▸ To do
From the first line to the last, output the entries exactly.

▸ Collected data entries

PR #806, opened 2023-11-20
ci: Add pre-release action to prepare release branch

alexs-mparticle:
## Instructions

 ## Summary
  - Builds bundle and prepares for CDN Release without deploying to master
  - Also pushes to NPM

 ## Testing Plan
 - N/A This is a CI/CD Update

 - Closes https://go.mparticle.com/work/SQDSDKS-5966

### DIFF
--- a/.github/workflows/pre-release.yml
+++ b/.github/workflows/pre-release.yml
@@ -1,4 +1,4 @@
-name: Prepare CDN Pre-Release and NPM Publish
+name: Release - Step 1: Prepare CDN Pre-Release, Publish NPM
 
 on:
     workflow_dispatch:
--- a/.github/workflows/pre-release.yml
+++ b/.github/workflows/pre-release.yml
@@ -1,0 +1,312 @@
+name: Prepare CDN Pre-Release and NPM Publish
+
+on:
+    workflow_dispatch:
+        inputs:
+            dryRun:
+                description: 'Do a dry run to preview instead of a real release [true/false]'
+                required: true
+                type: boolean
+                default: true
+
+jobs:
+    # SDK release is done from master branch.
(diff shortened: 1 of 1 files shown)


.github/workflows/pre-release.yml
```diff
@@ -0,0 +1,312 @@
+name: Prepare CDN Pre-Release and NPM Publish
```
rmi22186, line 1: // Small grammar nit.  Sounds like you are preparing the NPM publish, as opposed to actually doing it
```suggestion
name: Release - Step 1: Prepare CDN Pre-Release, Publish NPM
```

.github/workflows/pre-release.yml
```diff
@@ -0,0 +1,312 @@
...
+                  npx semantic-release --dry-run
+
+            # NPM Publish happens here
+            - name: Release
+              if: ${{ github.event.inputs.dryRun == 'false'}}
+              run: |
+                  npx semantic-release
+
+            - name: Get Package Version Number
+              uses: dutscher/read-package-json-endpoint-actions@v1.33.7
```
rmi22186, line 294: nit - 

When searching for this action, I saw a market place action here which had a lot more stars (123 vs 4), https://github.com/marketplace/actions/get-current-package-version.  The behavior is fairly simple, but figured star rating is a good indicator of which to choose when everything else works the same.

rmi22186 (changes requested):
Looks good.  Small nits.

Also - I wonder if for all our Github Acitons, we should include a comment at the top that summarizes what is happening in the workflow.  I think the Lucid chart is in a good spot, so I'd make a copy and remove the green highlighting.

rmi22186 (approved):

▸ Answer section
PR #806, opened 2023-11-20
ci: Add pre-release action to prepare release branch

alexs-mparticle:
## Instructions

 ## Summary
  - Builds bundle and prepares for CDN Release without deploying to master
  - Also pushes to NPM

 ## Testing Plan
 - N/A This is a CI/CD Update

 - Closes https://go.mparticle.com/work/SQDSDKS-5966

### DIFF
--- a/.github/workflows/pre-release.yml
+++ b/.github/workflows/pre-release.yml
@@ -1,4 +1,4 @@
-name: Prepare CDN Pre-Release and NPM Publish
+name: Release - Step 1: Prepare CDN Pre-Release, Publish NPM
 
 on:
     workflow_dispatch:
--- a/.github/workflows/pre-release.yml
+++ b/.github/workflows/pre-release.yml
@@ -1,0 +1,312 @@
+name: Prepare CDN Pre-Release and NPM Publish
+
+on:
+    workflow_dispatch:
+        inputs:
+            dryRun:
+                description: 'Do a dry run to preview instead of a real release [true/false]'
+                required: true
+                type: boolean
+                default: true
+
+jobs:
+    # SDK release is done from master branch.
(diff shortened: 1 of 1 files shown)


.github/workflows/pre-release.yml
```diff
@@ -0,0 +1,312 @@
+name: Prepare CDN Pre-Release and NPM Publish
```
rmi22186, line 1: // Small grammar nit.  Sounds like you are preparing the NPM publish, as opposed to actually doing it
```suggestion
name: Release - Step 1: Prepare CDN Pre-Release, Publish NPM
```

.github/workflows/pre-release.yml
```diff
@@ -0,0 +1,312 @@
...
+                  npx semantic-release --dry-run
+
+            # NPM Publish happens here
+            - name: Release
+              if: ${{ github.event.inputs.dryRun == 'false'}}
+              run: |
+                  npx semantic-release
+
+            - name: Get Package Version Number
+              uses: dutscher/read-package-json-endpoint-actions@v1.33.7
```
rmi22186, line 294: nit - 

When searching for this action, I saw a market place action here which had a lot more stars (123 vs 4), https://github.com/marketplace/actions/get-current-package-version.  The behavior is fairly simple, but figured star rating is a good indicator of which to choose when everything else works the same.

rmi22186 (changes requested):
Looks good.  Small nits.

Also - I wonder if for all our Github Acitons, we should include a comment at the top that summarizes what is happening in the workflow.  I think the Lucid chart is in a good spot, so I'd make a copy and remove the green highlighting.

rmi22186 (approved):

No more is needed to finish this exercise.